----- Record set

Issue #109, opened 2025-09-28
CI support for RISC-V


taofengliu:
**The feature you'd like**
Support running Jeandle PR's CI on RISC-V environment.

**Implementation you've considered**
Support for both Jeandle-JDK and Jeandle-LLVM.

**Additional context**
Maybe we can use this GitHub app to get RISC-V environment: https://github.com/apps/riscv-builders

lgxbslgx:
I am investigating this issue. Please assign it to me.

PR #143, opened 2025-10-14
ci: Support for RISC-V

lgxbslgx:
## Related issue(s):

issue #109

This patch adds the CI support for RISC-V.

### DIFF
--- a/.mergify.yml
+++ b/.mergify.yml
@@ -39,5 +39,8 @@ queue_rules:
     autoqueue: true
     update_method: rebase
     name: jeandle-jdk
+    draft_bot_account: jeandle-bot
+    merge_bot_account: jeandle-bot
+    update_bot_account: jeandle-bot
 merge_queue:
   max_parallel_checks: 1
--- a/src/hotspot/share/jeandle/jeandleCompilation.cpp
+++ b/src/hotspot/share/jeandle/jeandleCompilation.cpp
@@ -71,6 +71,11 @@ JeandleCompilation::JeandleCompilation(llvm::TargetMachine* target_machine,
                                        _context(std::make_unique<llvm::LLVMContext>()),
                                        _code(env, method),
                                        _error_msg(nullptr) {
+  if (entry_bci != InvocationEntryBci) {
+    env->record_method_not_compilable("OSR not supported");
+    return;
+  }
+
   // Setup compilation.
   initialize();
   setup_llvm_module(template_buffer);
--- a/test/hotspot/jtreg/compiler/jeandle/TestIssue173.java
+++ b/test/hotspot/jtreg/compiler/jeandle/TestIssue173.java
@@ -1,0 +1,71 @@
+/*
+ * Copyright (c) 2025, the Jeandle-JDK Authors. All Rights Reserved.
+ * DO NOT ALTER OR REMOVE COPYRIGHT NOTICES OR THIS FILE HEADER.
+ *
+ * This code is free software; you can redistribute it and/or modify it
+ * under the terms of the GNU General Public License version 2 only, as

----------
----- Record set

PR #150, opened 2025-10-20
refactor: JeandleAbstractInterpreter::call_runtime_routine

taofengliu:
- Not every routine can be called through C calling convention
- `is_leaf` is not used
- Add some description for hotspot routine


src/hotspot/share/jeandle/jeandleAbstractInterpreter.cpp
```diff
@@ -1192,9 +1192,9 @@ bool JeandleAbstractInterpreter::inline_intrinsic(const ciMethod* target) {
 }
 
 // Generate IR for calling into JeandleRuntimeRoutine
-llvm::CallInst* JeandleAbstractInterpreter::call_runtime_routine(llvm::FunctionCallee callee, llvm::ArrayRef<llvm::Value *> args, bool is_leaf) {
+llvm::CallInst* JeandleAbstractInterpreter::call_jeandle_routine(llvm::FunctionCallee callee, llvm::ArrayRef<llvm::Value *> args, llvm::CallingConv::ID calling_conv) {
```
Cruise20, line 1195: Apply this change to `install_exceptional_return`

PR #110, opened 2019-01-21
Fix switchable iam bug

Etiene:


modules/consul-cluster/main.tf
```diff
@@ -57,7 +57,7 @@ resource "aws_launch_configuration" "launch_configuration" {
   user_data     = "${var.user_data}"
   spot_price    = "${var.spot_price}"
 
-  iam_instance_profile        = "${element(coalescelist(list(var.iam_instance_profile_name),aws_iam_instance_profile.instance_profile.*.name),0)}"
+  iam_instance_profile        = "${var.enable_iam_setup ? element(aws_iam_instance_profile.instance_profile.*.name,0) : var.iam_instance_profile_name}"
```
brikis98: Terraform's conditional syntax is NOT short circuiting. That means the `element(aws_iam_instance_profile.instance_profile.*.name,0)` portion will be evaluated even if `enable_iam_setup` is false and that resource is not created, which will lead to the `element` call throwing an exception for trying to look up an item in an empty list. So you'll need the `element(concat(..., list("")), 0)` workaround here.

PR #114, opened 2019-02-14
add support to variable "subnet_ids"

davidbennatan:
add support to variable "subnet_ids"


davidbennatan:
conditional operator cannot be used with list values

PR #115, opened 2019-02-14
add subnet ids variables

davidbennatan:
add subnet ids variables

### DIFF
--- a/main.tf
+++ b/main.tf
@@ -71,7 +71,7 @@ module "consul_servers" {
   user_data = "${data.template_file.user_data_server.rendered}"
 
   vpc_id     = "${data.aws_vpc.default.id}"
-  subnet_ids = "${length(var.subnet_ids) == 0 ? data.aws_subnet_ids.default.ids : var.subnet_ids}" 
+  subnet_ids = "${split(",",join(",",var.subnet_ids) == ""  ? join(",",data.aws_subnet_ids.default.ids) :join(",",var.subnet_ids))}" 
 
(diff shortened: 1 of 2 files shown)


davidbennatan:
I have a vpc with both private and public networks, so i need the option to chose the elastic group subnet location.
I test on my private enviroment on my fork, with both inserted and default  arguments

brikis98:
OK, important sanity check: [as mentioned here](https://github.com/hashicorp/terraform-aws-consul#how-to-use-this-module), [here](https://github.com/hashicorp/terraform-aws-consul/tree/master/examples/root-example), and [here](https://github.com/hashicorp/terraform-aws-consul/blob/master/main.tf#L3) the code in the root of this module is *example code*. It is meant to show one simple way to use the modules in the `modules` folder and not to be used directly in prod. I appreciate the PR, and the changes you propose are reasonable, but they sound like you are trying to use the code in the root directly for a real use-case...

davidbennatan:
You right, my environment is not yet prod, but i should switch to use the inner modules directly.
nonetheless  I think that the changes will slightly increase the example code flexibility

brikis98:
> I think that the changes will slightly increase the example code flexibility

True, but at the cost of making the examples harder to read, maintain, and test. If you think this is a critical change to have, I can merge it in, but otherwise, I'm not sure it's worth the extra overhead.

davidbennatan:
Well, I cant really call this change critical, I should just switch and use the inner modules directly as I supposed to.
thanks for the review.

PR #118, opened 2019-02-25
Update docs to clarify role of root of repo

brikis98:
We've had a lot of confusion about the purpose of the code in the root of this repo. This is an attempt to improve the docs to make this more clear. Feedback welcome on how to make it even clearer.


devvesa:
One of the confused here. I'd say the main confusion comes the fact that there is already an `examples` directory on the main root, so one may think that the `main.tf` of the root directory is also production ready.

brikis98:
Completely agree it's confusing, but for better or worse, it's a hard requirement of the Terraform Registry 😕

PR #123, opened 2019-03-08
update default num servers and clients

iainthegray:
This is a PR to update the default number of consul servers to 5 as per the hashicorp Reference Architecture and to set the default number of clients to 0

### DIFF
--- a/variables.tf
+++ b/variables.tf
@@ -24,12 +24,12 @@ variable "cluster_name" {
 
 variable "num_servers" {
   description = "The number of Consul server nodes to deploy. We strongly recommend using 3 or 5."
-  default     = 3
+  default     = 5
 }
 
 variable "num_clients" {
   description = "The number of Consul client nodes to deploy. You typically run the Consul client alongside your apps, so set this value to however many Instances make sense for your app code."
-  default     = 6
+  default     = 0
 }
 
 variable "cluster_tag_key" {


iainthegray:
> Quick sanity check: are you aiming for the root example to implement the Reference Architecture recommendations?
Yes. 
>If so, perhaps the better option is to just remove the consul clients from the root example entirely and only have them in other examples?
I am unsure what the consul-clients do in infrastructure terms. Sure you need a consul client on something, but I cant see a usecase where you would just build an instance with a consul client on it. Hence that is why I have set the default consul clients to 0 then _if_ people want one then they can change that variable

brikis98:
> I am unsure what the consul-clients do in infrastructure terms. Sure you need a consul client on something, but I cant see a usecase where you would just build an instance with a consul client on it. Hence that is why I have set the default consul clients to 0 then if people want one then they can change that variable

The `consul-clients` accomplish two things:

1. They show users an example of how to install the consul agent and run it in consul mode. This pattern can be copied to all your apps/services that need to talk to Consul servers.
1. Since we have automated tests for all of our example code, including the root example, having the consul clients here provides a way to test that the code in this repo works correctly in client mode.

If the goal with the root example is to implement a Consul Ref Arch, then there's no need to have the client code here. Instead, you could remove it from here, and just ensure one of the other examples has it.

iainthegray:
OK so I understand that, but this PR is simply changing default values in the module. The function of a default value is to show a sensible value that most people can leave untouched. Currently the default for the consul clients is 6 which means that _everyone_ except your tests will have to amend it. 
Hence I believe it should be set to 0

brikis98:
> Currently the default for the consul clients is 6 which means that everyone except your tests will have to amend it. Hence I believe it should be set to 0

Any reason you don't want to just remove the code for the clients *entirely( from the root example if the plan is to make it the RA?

----------

> Problem description:
Scan the entries above for the word "args". Report the lines that hold it.

> The completed task:
-llvm::CallInst* JeandleAbstractInterpreter::call_runtime_routine(llvm::FunctionCallee callee, llvm::ArrayRef<llvm::Value *> args, bool is_leaf) {
+llvm::CallInst* JeandleAbstractInterpreter::call_jeandle_routine(llvm::FunctionCallee callee, llvm::ArrayRef<llvm::Value *> args, llvm::CallingConv::ID calling_conv) {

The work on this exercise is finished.